-- Entries provided follows --

PR #1686, opened 2022-12-21
update sol2 -> v3.3.0

UrNightmaree:


packages/s/sol2/xmake.lua
```diff
@@ -7,6 +7,7 @@ package("sol2")
     set_urls("https://github.com/ThePhD/sol2/archive/$(version).tar.gz",
              "https://github.com/ThePhD/sol2.git")
 
+	add_versions("v3.3.0", "b82c5de030e18cb2bcbcefcd5f45afd526920c517a96413f0b59b4332d752a1e")
```
waruqi, line 10: incorrect indent

packages/s/sol2/xmake.lua
```diff
@@ -28,8 +29,7 @@ package("sol2")
     end)
 
     on_install(function (package)
-        local configs = {}
-        import("package.tools.cmake").install(package, configs)
+        os.cp("include/sol",package:installdir("include"))
```
waruqi, line 32: please revert it, cmake.install installs an additional *.cmake import file, which is useful for other packages that depend on sol2 and helps to find sol2 in other packages using cmake's find_package.

UrNightmaree:
that's weird, the CI only failed if its Windows Arm and iPhoneOS

waruqi:
> that's weird, the CI only failed if its Windows Arm and iPhoneOS

we need patch it to disable system call on ios, or you can disable iphoneos platform.

> /vendor/lua-5.4.4/src/loslib.c:146:10: error: 'system' is unavailable: not available on iOS
>  stat = system(cmd);

packages/s/sol2/xmake.lua
```diff
@@ -28,8 +29,7 @@ package("sol2")
     end)
 
     on_install(function (package)
-        local configs = {}
-        import("package.tools.cmake").install(package, configs)
+        import("package.tools.cmake").install(package, {})
```
waruqi, line 32: remove `, {})`

waruqi: `import("package.tools.cmake").install(package)`

packages/s/sol2/xmake.lua
```diff
@@ -29,7 +29,9 @@ package("sol2")
     end)
 
     on_install(function (package)
-        import("package.tools.cmake").install(package)
+		if not package:is_plat("iphoneos") then
+        	import("package.tools.cmake").install(package)
+		end
```
waruqi: incorrect fix, you should not do it.

packages/s/sol2/xmake.lua
UrNightmaree: changed in commit `exclude iphoneos attempt 2`

packages/s/sol2/xmake.lua
UrNightmaree: changed in commit `exclude iphoneos attempt 2`

SirLynix:
shouldn't it be add("deps", "lua >=5.4") so it supports the future Lua versions?

packages/s/sol2/xmake.lua
```diff
@@ -23,12 +24,26 @@ package("sol2")
...
+                package:add("deps", "lua")
+            end
         end
     end)
 
     on_install(function (package)
         local configs = {}
+        if package:version() and package:version():ge("3.3") then
+            table.insert(configs, "-DSOL2_BUILD_LUA=FALSE")
+            local lua = package:dep("lua"):fetch()
```
SirLynix, line 39: won't package:dep("lua") be nil if "includes_lua" is false?

UrNightmaree:
this should be able to merge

-- Entries provided concluded --

The problem =>
Line by line, transcribe the material exactly.

Task response =>
PR #1686, opened 2022-12-21
update sol2 -> v3.3.0

UrNightmaree:


packages/s/sol2/xmake.lua
```diff
@@ -7,6 +7,7 @@ package("sol2")
     set_urls("https://github.com/ThePhD/sol2/archive/$(version).tar.gz",
              "https://github.com/ThePhD/sol2.git")
 
+	add_versions("v3.3.0", "b82c5de030e18cb2bcbcefcd5f45afd526920c517a96413f0b59b4332d752a1e")
```
waruqi, line 10: incorrect indent

packages/s/sol2/xmake.lua
```diff
@@ -28,8 +29,7 @@ package("sol2")
     end)
 
     on_install(function (package)
-        local configs = {}
-        import("package.tools.cmake").install(package, configs)
+        os.cp("include/sol",package:installdir("include"))
```
waruqi, line 32: please revert it, cmake.install installs an additional *.cmake import file, which is useful for other packages that depend on sol2 and helps to find sol2 in other packages using cmake's find_package.

UrNightmaree:
that's weird, the CI only failed if its Windows Arm and iPhoneOS

waruqi:
> that's weird, the CI only failed if its Windows Arm and iPhoneOS

we need patch it to disable system call on ios, or you can disable iphoneos platform.

> /vendor/lua-5.4.4/src/loslib.c:146:10: error: 'system' is unavailable: not available on iOS
>  stat = system(cmd);

packages/s/sol2/xmake.lua
```diff
@@ -28,8 +29,7 @@ package("sol2")
     end)
 
     on_install(function (package)
-        local configs = {}
-        import("package.tools.cmake").install(package, configs)
+        import("package.tools.cmake").install(package, {})
```
waruqi, line 32: remove `, {})`

waruqi: `import("package.tools.cmake").install(package)`

packages/s/sol2/xmake.lua
```diff
@@ -29,7 +29,9 @@ package("sol2")
     end)
 
     on_install(function (package)
-        import("package.tools.cmake").install(package)
+		if not package:is_plat("iphoneos") then
+        	import("package.tools.cmake").install(package)
+		end
```
waruqi: incorrect fix, you should not do it.

packages/s/sol2/xmake.lua
UrNightmaree: changed in commit `exclude iphoneos attempt 2`

packages/s/sol2/xmake.lua
UrNightmaree: changed in commit `exclude iphoneos attempt 2`

SirLynix:
shouldn't it be add("deps", "lua >=5.4") so it supports the future Lua versions?

packages/s/sol2/xmake.lua
```diff
@@ -23,12 +24,26 @@ package("sol2")
...
+                package:add("deps", "lua")
+            end
         end
     end)
 
     on_install(function (package)
         local configs = {}
+        if package:version() and package:version():ge("3.3") then
+            table.insert(configs, "-DSOL2_BUILD_LUA=FALSE")
+            local lua = package:dep("lua"):fetch()
```
SirLynix, line 39: won't package:dep("lua") be nil if "includes_lua" is false?

UrNightmaree:
this should be able to merge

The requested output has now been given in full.